Aim of the exercise:
Output only the stretch of the listing that starts at the line containing "fivetanley: I think" and ends at the line containing "bmac: Thanks for", reproduced exactly with both ends.

Exercise materials:
PR #3841, opened 2015-10-12
Log a deprecation warning when when Ember Data is loaded with Ember 1.13

bmac:


packages/ember-data/lib/main.js
```diff
@@ -4,10 +4,17 @@
...
+}
+
+if (Ember.VERSION.match(/^1\.13\./)) {
+  Ember.deprecate(`Use of Ember Data 2+ with Ember 1.13 is deprecated. Please upgrade your version of Ember to 2.0 or higher.`, false, {
+    id: 'ds.version.ember-1-13',
+    until: '3.0.0'
+  });
 }
 
 if (Ember.VERSION.match(/^1\.12\.0/)) {
```
wecc: I think this could be removed since we're erroring out < 1.13 anyway?

bmac: good call

packages/ember-data/lib/main.js
```diff
@@ -4,14 +4,17 @@
...
-                        ". Please upgrade your version of Ember, then upgrade Ember Data");
+                        ". Please upgrade your version of Ember, then upgrade Ember Data.");
 }
 
-if (Ember.VERSION.match(/^1\.12\.0/)) {
-  throw new Ember.Error("Ember Data does not work with Ember 1.12.0. Please upgrade to Ember 1.12.1 or higher.");
+if (Ember.VERSION.match(/^1\.13\./)) {
+  Ember.deprecate(`Use of Ember Data 2+ with Ember 1.13 is deprecated. Please upgrade your version of Ember to 2.0 or higher.`, false, {
+    id: 'ds.version.ember-1-13',
+    until: '3.0.0'
```
fivetanley: I think this means we are telling people that we are supporting 1.13 ember until ember data 3.0. I don't know how achievable this goal really is.

bmac: Thanks for pointing this out @fivetanley. I'm not sure what to put for this value. Any thoughts @igorT? @wycats?

bmac: We chatted about this in the weekly meeting and decided we should add a warning for now and will likely choose the first LTS release as the version where we drop 1.13 support for good.

PR #3842, opened 2015-10-13
Remove ISO 8601 date.parse shim code

bmac:


packages/ember-data/lib/ext/date.js
```diff
@@ -16,46 +16,13 @@
...
-  } else {
-    timestamp = origParse ? origParse(date) : NaN;
-  }
-
-  return timestamp;
-};
+Ember.Date.parse = origParse;
 
 if (Ember.EXTEND_PROTOTYPES === true || Ember.EXTEND_PROTOTYPES.Date) {
   Date.parse = Ember.Date.parse;
```
pangratz: I guess this line doesn't make sense then anymore, right?

bmac: Good call.

pangratz: Save all the bytes! :hammer:

bmac:
We have decided to keep this code in the date transform and warn the user if there is no timezone or the timezone is not specified.

PR #3844, opened 2015-10-13
Remove conditional statement that is always true

### LINKED ISSUE #3629: likely broken code due to refactoring
this `if` will always be true, i suspect some meaning existed in the past but now something seems sideways.

https://github.com/emberjs/data/blob/master/packages/ember-data/lib/adapters/rest-adapter.js#L818

bmac:
Closes #3629

### DIFF
--- a/packages/ember-data/lib/adapters/rest-adapter.js
+++ b/packages/ember-data/lib/adapters/rest-adapter.js
@@ -815,15 +815,12 @@ export default Adapter.extend(BuildURLMixin, {
       var hash = adapter.ajaxOptions(url, type, options);
 
       hash.success = function(payload, textStatus, jqXHR) {
-        let response;
 
-        if (!(response instanceof AdapterError)) {
-          response = adapter.handleResponse(
-            jqXHR.status,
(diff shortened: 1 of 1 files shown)


packages/ember-data/lib/adapters/rest-adapter.js
```diff
@@ -815,15 +815,12 @@ export default Adapter.extend(BuildURLMixin, {
...
-            jqXHR.status,
-            parseResponseHeaders(jqXHR.getAllResponseHeaders()),
-            response || payload
-          );
-        }
+
+        let response = adapter.handleResponse(
+          jqXHR.status,
+          parseResponseHeaders(jqXHR.getAllResponseHeaders()),
+          response || payload
```
tchak: `response || payload` -> `payload`

tchak:
@bmac LGTM except for the little adjustment I made in the comments

packages/ember-data/lib/adapters/rest-adapter.js
stefanpenner: :+1:

PR #3850, opened 2015-10-13
[DOC] Document snapshotRecordArray param passed to adapter.findAll

HeroicEric:
The [docs for DS.Adapter#findAll](https://github.com/emberjs/data/blob/4e79b27d48b71f8ad737471db706149164c4a27a/packages/ember-data/lib/system/adapter.js#L152) already include this and it is already being passed
[when DS.Store#findAll](https://github.com/emberjs/data/blob/8f83fbf27acdd642cb824e3286832acebdac0da1/packages/ember-data/lib/system/store/finders.js#L121) is used.


bmac:
Thanks @HeroicEric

Exercise result:
fivetanley: I think this means we are telling people that we are supporting 1.13 ember until ember data 3.0. I don't know how achievable this goal really is.

bmac: Thanks for pointing this out @fivetanley. I'm not sure what to put for this value. Any thoughts @igorT? @wycats?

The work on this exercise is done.